I’m reading the Kernel Profiling Guide, and I feel it’s not easy to understand the Allocation Stall:

Warp was stalled waiting for a branch to resolve, waiting for all memory operations to retire, or waiting to be allocated to the micro-scheduler.

Could anyone help me to explain the three reasons of allocaton stall?

  • waiting a branch to resolve
  • waiting for all memory operations to retire
  • waiting to be allocated to the micro-scheduler

What means “a branch to resolve” and “allocated to micro-scheduler”?

Thanks

In general, the allocation stalls occur because the warp scheduler cannot allocate the warp to run for some reason. There are numerous reasons this can occur, but I will try to give some basic details here:

  • Waiting for branch to resolve - some information from a previous branch, like branch target, next instruction, etc… can only be determined after a branch is fully evaluated.

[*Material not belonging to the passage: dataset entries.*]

PR #216, opened 2017-04-19
Upload limits

mfine:
Limit traffic being uploaded to Skylark. Previously, all traffic from the device had been heading to Skylark :( Now only LLH positions and heartbeats are uploaded. Additionally, these are rate limited by the filters.

/cc @jacobmcnamee @denniszollo


cbeighley:
@mfine Don't you want to upload obs and maybe ephemerides?

cbeighley:
Ah this is a workaround for the time being for the broker hammering?

mfine:
@cbeighley yeah, we'd like to eventually get obs and ephemeris and others up to the broker - but currently we're not using any of them. We'll definitely bring them in, but for now we should leave them out.

cbeighley:
👍

PR #262, opened 2017-05-05
Move bucket to swiftnav-releases

mfine:
To support the swiftnav-releases bucket.

### DIFF
--- a/fetch_firmware.sh.m4
+++ b/fetch_firmware.sh.m4
@@ -18,8 +18,8 @@ set -xe
 FW_VERSION=${1:-M4_FW_VERSION}
 NAP_VERSION=${2:-M4_NAP_VERSION}
 
-FW_S3_PATH=s3://swiftnav-artifacts/piksi_firmware_private/$FW_VERSION/v3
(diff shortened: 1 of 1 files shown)


anonymous-travis-swiftnav:
## v1.1.0-branch-160-gf0198c0
+ [Artifacts (HITL Dashboard Page)](http://hitl-dashboard.swiftnav.com/files/swiftnav-artifacts-pull-requests/piksi_buildroot/v1.1.0-branch-160-gf0198c0/)
+ [Artifacts (S3 / AWS Console)](https://console.aws.amazon.com/s3/home?region=us-west-2&bucket=swiftnav-artifacts-pull-requests&prefix=piksi_buildroot/v1.1.0-branch-160-gf0198c0/)
+ s3://swiftnav-artifacts-pull-requests/piksi_buildroot/v1.1.0-branch-160-gf0198c0

cbeighley:
@mfine I was thinking we would try to download the artifacts from the `swiftnav-releases` bucket, and if that fails, then try to download them using creds from the `swiftnav-artifacts` bucket. That way it will work out of the box for external users but should also be seamless for internal users.

jacobmcnamee:
The m4 file is only used for releases, right? If so, lgtm.

PR #274, opened 2017-05-15
[DO NOT MERGE] Try reduce image size

gsmcmullin:
- Use uClibc instead of glibc
- Remove some unused Linux drivers


lbara:
@gsmcmullin why not merging this PR?
Also, do you have an idea how much smaller the image would get?

PR #278, opened 2017-05-18
Volatile static flag to check before gps time gets updated.

mfine:
Don't decode until we get the callback. Not sure this is a good approach for a global with a callback.

/cc @anth-cole @pgrgich @gsmcmullin @jacobmcnamee


anth-cole:
this has been merged into master, and not needed on release now. Closing

PR #285, opened 2017-06-01
make ifup run in background to prevent blocking setting callback

axlan:
Addresses https://github.com/swift-nav/piksi_v3_bug_tracking/issues/407

The issue is the ifup command triggers Udhcpc which blocks the system call

### DIFF
--- a/package/piksi_system_daemon/src/main.c
+++ b/package/piksi_system_daemon/src/main.c
@@ -178,7 +178,7 @@ static void eth_update_config(void)
   }
   fclose(interfaces);
 
-  system("ifup eth0");
+  system("ifup eth0 &");
 }
 
 static int eth_ip_mode_notify(void *context)


axlan:
Tested working off DEV configuration.

Setting no longer hangs, but still has issue https://github.com/swift-nav/piksi_v3_bug_tracking/issues/489

anonymous-travis-swiftnav:
## v1.1.0-branch-182-gb604568
+ [Artifacts (HITL Dashboard Page)](http://hitl-dashboard.swiftnav.com/files/swiftnav-artifacts-pull-requests/piksi_buildroot/v1.1.0-branch-182-gb604568/)
+ [Artifacts (S3 / AWS Console)](https://console.aws.amazon.com/s3/home?region=us-west-2&bucket=swiftnav-artifacts-pull-requests&prefix=piksi_buildroot/v1.1.0-branch-182-gb604568/)
+ s3://swiftnav-artifacts-pull-requests/piksi_buildroot/v1.1.0-branch-182-gb604568

jacobmcnamee:
What will happen if that function is executed again before the running `ifup` completes?

axlan:
I can't confirm exactly what's happening, but immediately switching seems to end up with the second network configuration being correctly applied.

jacobmcnamee:
I think `ifup` and `ifdown` use a lockfile internally. So subsequent calls to either will block. I don't think this will actually completely fix the problem.

axlan:
I can't reproduce the problem on this branch even if I toggle back and forth as fast as the piksi console allows. I think there's a wider question of how we want to manage networking going forward (especially to allow wifi and ethernet dongles as well as auto-discovery), but I think this is a sufficient change to fix this bug for now.

jacobmcnamee:
Ok. I agree this should be better, just not a complete fix.

PR #223, opened 2023-05-31
WASM code for builders (all)

### LINKED ISSUE #203: WASM bindings for builders

rooooooooob:
Includes direct 1:1 wrappers for misc builders (#197) and tx_builder (#210)

Fixes #203

### DIFF
--- a/chain/wasm/src/builders/witness_builder.rs
+++ b/chain/wasm/src/builders/witness_builder.rs
@@ -1,0 +1,227 @@
+use wasm_bindgen::prelude::{wasm_bindgen, JsError};
+use cml_core_wasm::impl_wasm_conversions;
+use cml_crypto_wasm::{
+    DatumHash, Ed25519KeyHash, ScriptHash
+};
+use crate::{
+    Script,
+    byron::ByronAddress,
+    crypto::{BootstrapWitness, Vkeywitness},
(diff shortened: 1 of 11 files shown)


chain/wasm/src/builders/witness_builder.rs
```diff
@@ -0,0 +1,227 @@
...
+
+#[wasm_bindgen]
+#[derive(Debug, Clone)]
+pub struct PlutusScriptWitness(cml_chain::builders::witness_builder::PlutusScriptWitness);
+
+impl_wasm_conversions!(cml_chain::builders::witness_builder::PlutusScriptWitness, PlutusScriptWitness);
+
+#[wasm_bindgen]
+impl PlutusScriptWitness {
+    // pub fn script(&self) -> Option<PlutusScript> {
```
gostkin, line 25: why commented?

gostkin:
overall lgtm

chain/wasm/src/builders/witness_builder.rs
rooooooooob: It's how the rust part was. I think it slipped through before and we didn't end up needing to port it over in the utility code. I can either write the appropriate function in the rust builder (and add the wrapper here), or just remove the commented out function from both.

Issue #209, opened 2023-05-03
Support duplicate keys before Valentine


SebastienGllmt:
The Valentine hardfork removed the ability to have duplicate keys in map types in Cardano (https://github.com/dcSpark/cddl-codegen/issues/38). Theoretically CML should support duplicate keys before Valentine (at least in key places where they actually occurred onchain on mainnet) to be fully compatible

rooooooooob:
Do we know all the places we need to support? We need to in metadatum keys (or was it metadata labels?). Did we ever encounter it in plutus datums?

SebastienGllmt:
I think right now in CML we have patches for duplicate keys in all the places we ran into it in practice, right?

SebastienGllmt:
https://github.com/dcSpark/cardano-multiplatform-lib/pull/74

PR #226, opened 2023-06-02
Handle duplicate tx metadata labels

rooooooooob:
Addresses part of #209. Further testing needed to see which other cases exist on-chain.

### DIFF
--- a/core/rust/src/metadata.rs
+++ b/core/rust/src/metadata.rs
@@ -1,15 +1,147 @@
 use crate::error::{DeserializeError, DeserializeFailure, Key};
 use crate::ordered_hash_map::OrderedHashMap;
-use crate::serialization::{Deserialize, LenEncoding, Serialize, StringEncoding};
+use crate::serialization::{Deserialize, LenEncoding, Serialize, StringEncoding, fit_sz};
 use crate::Int;
 use cbor_event::{de::Deserializer, se::Serializer};
 use derivative::Derivative;
 
+use std::collections::BTreeMap;
 use std::io::{BufRead, Seek, SeekFrom, Write};
 
 pub type TransactionMetadatumLabel = u64;
 
-pub type Metadata = OrderedHashMap<TransactionMetadatumLabel, TransactionMetadatum>;
+/// Collection of TransactionMetadatums indexed by TransactionMetadatumLabels
+/// Handles the extremely rare edge-case of in previous generations allowing
+/// duplicate metadatum labels.
+#[derive(Clone, Debug, Default, serde::Deserialize, serde::Serialize, schemars::JsonSchema)]
+pub struct Metadata {
+    pub entries: Vec<(TransactionMetadatumLabel, TransactionMetadatum)>,
+    #[serde(skip)]
+    pub encodings: Option<MetadataEncoding>,
+}
+
+impl Metadata {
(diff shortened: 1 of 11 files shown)


core/rust/src/metadata.rs
```diff
@@ -1,15 +1,147 @@
...
 
 pub type TransactionMetadatumLabel = u64;
 
-pub type Metadata = OrderedHashMap<TransactionMetadatumLabel, TransactionMetadatum>;
+/// Collection of TransactionMetadatums indexed by TransactionMetadatumLabels
+/// Handles the extremely rare edge-case of in previous generations allowing
+/// duplicate metadatum labels.
+#[derive(Clone, Debug, Default, serde::Deserialize, serde::Serialize, schemars::JsonSchema)]
+pub struct Metadata {
+    pub entries: Vec<(TransactionMetadatumLabel, TransactionMetadatum)>,
```
rooooooooob, line 18: We don't ever expect to see massively combined metadatas with like 1000+ labels, right?

It should be faster this way for reasonable amounts of labels, and you need to remember the order 100% so something like `OrderedHashMap<TransactionMetadatumLabel, Vec<TransactionMetadatum>>` wouldn't work as you could have something like `100`, `50`, `100` which would turn it into `100`, `100`, `50`.

rooooooooob: Of course you could do a hybrid approach and only remember it that way in the `MetadataEncodings` if we do need to support massive amounts of labels.

SebastienGllmt: As in 1000s of collisions? No.

Also, this PR is related to https://github.com/dcSpark/cardano-multiplatform-lib/issues/209

rooooooooob: Yeah #209 is in the description but I didn't put "fixes" or anything since it might not cover all the cases of duplicate keys in cbor in general. I meant 1000s of metadatum labels in general in a single auxdata. Presumably different ones. i.e. if a hybrid storage option is needed (with Vec in the `MetadataEncodings` to preserve order 100% even for duplicates mixed in but a Map in `Metadata` itself) for faster lookup by label.

SebastienGllmt (approved):
LGTM other than the fact that we can re-use the old code for the post-Valentine data format since that one can't contain duplicate labels

gostkin (approved):

gostkin:
> LGTM other than the fact that we can re-use the old code for the post-Valentine data format since that one can't contain duplicate labels

@SebastienGllmt I think what @rooooooooob did will work well with post-Valentine data, since technically you can't insert 2 same keys (using the methods). the only thing we might probably need to change is public access to fields in `Metadata` struct. this way it would be impossible to mess up the structure with the provided api, while it would still work with old data within the same struct

rooooooooob:
IIRC we wanted to have metadata as a separate struct at some point anyway to implement traits on it more easily. We could move this to the legacy multiera parsing types when we move over to conway. We could either make another type like this just without duplicate support (e.g. just wrapping `OrderedHashMap<Label, Datum>`) or we could use the `OrdereedHashMap` itself directly like we did before. We would have had to regenerate anything affected by changing Metadata/auxdata regardless since tx body itself changes in `conway.cddl` vs `babbage.cddl`, thus tx/bocks/etc too.

PR #227, opened 2023-06-06
Update/fix tests (Address/Byron)

### LINKED ISSUE #219: Fix address parsing issue
Byron test failing. Base58 representation incorrect. Looks like inner CBOR is different.

rooooooooob:
Update byron tests

Update address tests + fix for byron address serialization (old code would ommit bootstrap in addr attributes contrary to the stated byron.cddl)

Fix doc-tests in crypto lib

Fixes #219

### DIFF
--- a/chain/rust/src/byron/serialization.rs
+++ b/chain/rust/src/byron/serialization.rs
@@ -18,10 +18,13 @@ impl cbor_event::se::Serialize for AddrAttributes {
         &self,
         serializer: &'se mut Serializer<W>,
     ) -> cbor_event::Result<&'se mut Serializer<W>> {
+        // NOTE: This was manually modified *slightly*
+        // The direct cddl-codegen code will always include the stake distribution
+        // but the old byron code seems to only put it in when it's not bootstrap.
         serializer.write_map(cbor_event::Len::Len(
             match &self.stake_distribution {
-                Some(_) => 1,
-                None => 0,
+                Some(StakeDistribution::SingleKey(_)) => 1,
+                _ => 0,
             } + match &self.derivation_path {
                 Some(_) => 1,
                 None => 0,
@@ -30,10 +33,10 @@ impl cbor_event::se::Serialize for AddrAttributes {
                 None => 0,
             },
         ))?;
-        if let Some(field) = &self.stake_distribution {
+        if let Some(StakeDistribution::SingleKey(_)) = &self.stake_distribution {
             serializer.write_unsigned_integer(0u64)?;
             let mut stake_distribution_inner_se = Serializer::new_vec();
-            field.serialize(&mut stake_distribution_inner_se)?;
+            self.stake_distribution.as_ref().unwrap().serialize(&mut stake_distribution_inner_se)?;
             let stake_distribution_bytes = stake_distribution_inner_se.finalize();
             serializer.write_bytes(&stake_distribution_bytes)?;
         }
--- a/chain/rust/src/address.rs
+++ b/chain/rust/src/address.rs
@@ -858,12 +858,13 @@ impl Deserialize for RewardAccount {
         }
     }
 }
-/*
+
 #[cfg(test)]
 mod tests {
-    use crate::{byron::AddressContent, ledger::common::hash::ScriptHashNamespace};
+    use crate::{byron::AddressContent, transaction::NativeScript};
 
     use super::*;
+    use cml_core::serialization::ToBytes;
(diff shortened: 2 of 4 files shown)


chain/rust/src/byron/serialization.rs
```diff
@@ -18,10 +18,13 @@ impl cbor_event::se::Serialize for AddrAttributes {
         &self,
         serializer: &'se mut Serializer<W>,
     ) -> cbor_event::Result<&'se mut Serializer<W>> {
+        // NOTE: This was manually modified *slightly*
```
rooooooooob, line 21: @SebastienGllmt just to confirm is this the desired behavior? The tests fail without it and it's what the code in the old byron/serialization.rs has, but is not what the direct byron.cddl does. I completely skimmed over it in the old code and thought I was going crazy when debugging and comparing vs old code.

SebastienGllmt: Could be a mistake. I tried to manually check to make sure everything matched since the old byron.cddl was a mess and I had to fix multiple things in it, but maybe I missed this

rooooooooob: I assume it was on purpose. The code would have been manually edited after codegen before to be like that. It doesn't start in `Ae2` like byron addresses used to IIRC, but weren't there multiple kinds? (Icarus or not). I don't know as much about Byron as you do though so I'm not sure. It's possible that the change should be, instead of being in serialization, in the construction to avoid populating the stake distribution if it's bootstrap instead of including it in the first place. The one created by including the bootstrap stake distribution is `2657WMsDfac5izkoz9CMcGTDcLwq5KGcNcj5GT2HMxvy11CCNjj2ae7PvEAcqVivB`. Does that look like any kind of byron address? (non-icarus or whatever)

SebastienGllmt: FYI this is what is done in the old Rust implementation of Byron by IOG https://github.com/input-output-hk/rust-byron-cardano/blob/5f0c8d34424e0ccb199b8c6b70fd410d4bd6af41/cardano/src/address.rs#L257

The spec also has some mistakes in it, and you can see me talking about them here https://github.com/input-output-hk/cardano-ledger/pull/2923

SebastienGllmt: `2657WMsDfac5izkoz9CMcGTDcLwq5KGcNcj5GT2HMxvy11CCNjj2ae7PvEAcqVivB` Daedalus addresses usually start with Ae2 or Dd, but there are two cases where this isn't the case

1. On testnet, they have different prefixes (I think one of them started with 2?). Note Cardano didn't have testnet support at first, then it was added later (it was made backwards compatible by defining mainnet as having no protocol magic in the address)
2. Some Byron addresses have junk data stuffed into them (since note the address contains a map you can just put anything you want into them theoretically). This was then disallowed in a later version of Cardano

rooooooooob: It looks like that Rust implementation of Byron does the same thing (omits it entirely if bootstrap). This wouldn't be 2) since the only extra information was the bootstrap stake distribution. I don't think it's 1) either since the address is for mainnet.

gostkin: @rooooooooob let's add some testcases for these addresses starting with 2 and also for the long addresses

gostkin: could be probably in old sdk issues

rooooooooob: @gostkin @SebastienGllmt Do we need test cases for these before we can merge this PR? I tried trawling through old issues/PRs and I found workarounds in input-output-hk/cardano-byron-cli#73 and Emurgo/project-icarus-importer#3 but no addresses are explicitly mentioned (also searching the block mentioned there seems to give normal address lengths - maybe the explorer trims them?)

I could sync through byron again and explicitly check but I don't think it's worth it. The addresses are _**huge**_ and there's no difference encoding-wise. There's just a plain `bytes` field inside the byron address' HD payload that has zero restrictions and can contain anything. I don't see what the test would accomplish besides maybe lagging your editor when you open `address.rs`. We've successfully round-tripped every byron block so I assume there's no issues.

I could add in a testnet one though, that should be easier to find.

rooooooooob: Actually it looks like we already have tests in `chain/rust/src/byron/utils.rs` to cover testnet addresses.

PR #232, opened 2023-06-27
Unused imports removed

rooooooooob:
* Remove unused imports

* Some tx_builder.rs tests weren't unwrapping add_mint() calls to check for Err case

* Some other unused function/variable (outside codegened code) warnings fixed too

### DIFF
--- a/chain/rust/src/byron/utils.rs
+++ b/chain/rust/src/byron/utils.rs
@@ -153,9 +153,9 @@ impl AddressContent {
     }
 
     // icarus-style address (Ae2)
-    pub fn icarus_from_key(key: Bip32PublicKey, protocol_magic: u32) -> AddressContent {
+    pub fn icarus_from_key(key: Bip32PublicKey, protocol_magic: ProtocolMagic) -> AddressContent {
         // need to ensure we use None for mainnet since Byron-era addresses omitted the network id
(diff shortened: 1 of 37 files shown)


chain/rust/src/byron/utils.rs
```diff
@@ -153,9 +153,9 @@ impl AddressContent {
     }
 
     // icarus-style address (Ae2)
```
rooooooooob, line 155: Note: I started this PR thinking that those 6 simultaneous PRs had a compile error after merging them together and this would be to fix that, but after realized this fix is in #227 and it just wasn't merged yet. It's the same change here/there so it should be fine though. Just had to change the param type to fix the WASM bindings. The rest of the PR is just fixing warnings though.

rooooooooob:
Besides that one protocol magic thing this is just removing imports and a couple fixes for warnings so we should be able to merge this quickly.

rooooooooob:
@gostkin  Besides that one protocol magic thing this is just removing imports and a couple fixes for warnings so we should be able to merge this quickly.

rooooooooob:
@gostkin I'm just going to merge this so I can put up more PRs for multi-era without any merge conflicts. Let me know if there's anything changed here that needs changes. The behavior didn't really change so it's probably fine.

PR #246, opened 2023-07-20
Change Babbage block header encoding

rooooooooob:
While all other eras have the header use basic encoding for the operational cert + protocol version (i.e. inline the fields inside), the babbage blocks we've seen seem to not follow the CDDL spec and instead treat them as if they were not basic groups but instead array groups.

The warp scheduler needs more time to complete this. Until then, the warp cannot continue (is stalled).
  • Waiting for all memory operations to retire - this usually occurs at the end of a kernel where memory operations are still in flight, so the kernel cannot complete, but there are no more instructions to execute. So the warp is stalled until they complete.
  • Waiting to be allocated to the micro-scheduler - some resources needed for the warp (register file, shared memory, etc…) are not yet ready and the warp is stalled waiting for them.